• What you will do:
Going line by line through the entries below, count those that contain "json". Give the number by itself.

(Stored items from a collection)
────────────────────────────────────────
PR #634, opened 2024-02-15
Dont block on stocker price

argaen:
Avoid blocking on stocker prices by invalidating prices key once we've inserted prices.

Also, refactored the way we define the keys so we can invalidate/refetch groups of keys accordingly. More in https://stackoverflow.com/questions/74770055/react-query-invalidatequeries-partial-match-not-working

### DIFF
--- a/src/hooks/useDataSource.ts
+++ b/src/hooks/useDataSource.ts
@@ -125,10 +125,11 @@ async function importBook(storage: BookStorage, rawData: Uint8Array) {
────────────────────────────────────────
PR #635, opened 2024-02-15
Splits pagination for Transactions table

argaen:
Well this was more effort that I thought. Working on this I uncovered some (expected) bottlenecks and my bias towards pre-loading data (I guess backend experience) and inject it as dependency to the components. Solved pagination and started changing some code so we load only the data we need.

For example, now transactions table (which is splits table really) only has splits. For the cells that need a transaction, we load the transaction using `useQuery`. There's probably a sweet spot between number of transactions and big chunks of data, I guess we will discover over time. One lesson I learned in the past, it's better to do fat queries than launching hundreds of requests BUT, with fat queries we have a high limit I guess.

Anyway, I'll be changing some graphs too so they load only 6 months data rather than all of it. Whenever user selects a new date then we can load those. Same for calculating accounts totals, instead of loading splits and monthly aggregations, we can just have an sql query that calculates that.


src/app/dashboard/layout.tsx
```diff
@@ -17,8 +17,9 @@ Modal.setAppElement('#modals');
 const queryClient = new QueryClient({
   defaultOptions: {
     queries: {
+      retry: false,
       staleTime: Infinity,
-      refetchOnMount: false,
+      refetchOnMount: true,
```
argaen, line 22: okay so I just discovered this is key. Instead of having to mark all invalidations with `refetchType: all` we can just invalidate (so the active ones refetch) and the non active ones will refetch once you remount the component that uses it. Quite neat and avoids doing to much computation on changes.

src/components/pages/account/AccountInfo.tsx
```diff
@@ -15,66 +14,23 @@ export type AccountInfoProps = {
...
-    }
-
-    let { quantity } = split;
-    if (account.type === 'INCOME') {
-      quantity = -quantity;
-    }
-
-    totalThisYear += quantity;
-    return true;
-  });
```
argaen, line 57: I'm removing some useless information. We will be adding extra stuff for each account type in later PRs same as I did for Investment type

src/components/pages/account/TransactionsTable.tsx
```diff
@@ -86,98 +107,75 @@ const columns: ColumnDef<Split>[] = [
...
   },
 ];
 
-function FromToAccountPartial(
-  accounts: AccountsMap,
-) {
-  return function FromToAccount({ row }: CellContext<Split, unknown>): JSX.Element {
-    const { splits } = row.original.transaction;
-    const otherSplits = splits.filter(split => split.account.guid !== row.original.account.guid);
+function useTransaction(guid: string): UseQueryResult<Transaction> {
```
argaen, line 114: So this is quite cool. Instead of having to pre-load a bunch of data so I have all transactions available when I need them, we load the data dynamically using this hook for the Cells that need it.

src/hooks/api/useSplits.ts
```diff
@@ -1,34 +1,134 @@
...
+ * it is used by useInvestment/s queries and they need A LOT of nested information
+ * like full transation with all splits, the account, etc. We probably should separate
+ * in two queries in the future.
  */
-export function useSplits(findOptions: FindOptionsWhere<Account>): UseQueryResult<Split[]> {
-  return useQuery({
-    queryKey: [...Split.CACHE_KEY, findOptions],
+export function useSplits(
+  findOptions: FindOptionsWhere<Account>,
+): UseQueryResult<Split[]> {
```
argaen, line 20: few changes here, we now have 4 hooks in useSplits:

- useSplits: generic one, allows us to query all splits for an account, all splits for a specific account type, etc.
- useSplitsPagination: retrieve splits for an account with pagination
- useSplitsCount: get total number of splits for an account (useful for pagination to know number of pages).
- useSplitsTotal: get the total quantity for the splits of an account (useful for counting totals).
────────────────────────────────────────
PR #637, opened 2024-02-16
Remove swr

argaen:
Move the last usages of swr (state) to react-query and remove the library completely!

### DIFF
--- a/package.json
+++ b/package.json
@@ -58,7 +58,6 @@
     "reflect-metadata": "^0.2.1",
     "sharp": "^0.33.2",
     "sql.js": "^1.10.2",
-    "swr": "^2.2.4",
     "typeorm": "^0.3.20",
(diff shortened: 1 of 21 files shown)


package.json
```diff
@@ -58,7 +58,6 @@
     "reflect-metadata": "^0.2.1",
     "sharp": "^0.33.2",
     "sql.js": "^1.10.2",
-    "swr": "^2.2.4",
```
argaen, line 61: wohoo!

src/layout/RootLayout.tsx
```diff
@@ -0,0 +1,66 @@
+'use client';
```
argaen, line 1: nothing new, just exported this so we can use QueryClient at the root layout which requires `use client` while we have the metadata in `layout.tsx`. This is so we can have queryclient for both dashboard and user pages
────────────────────────────────────────
• Output of the exercise:
3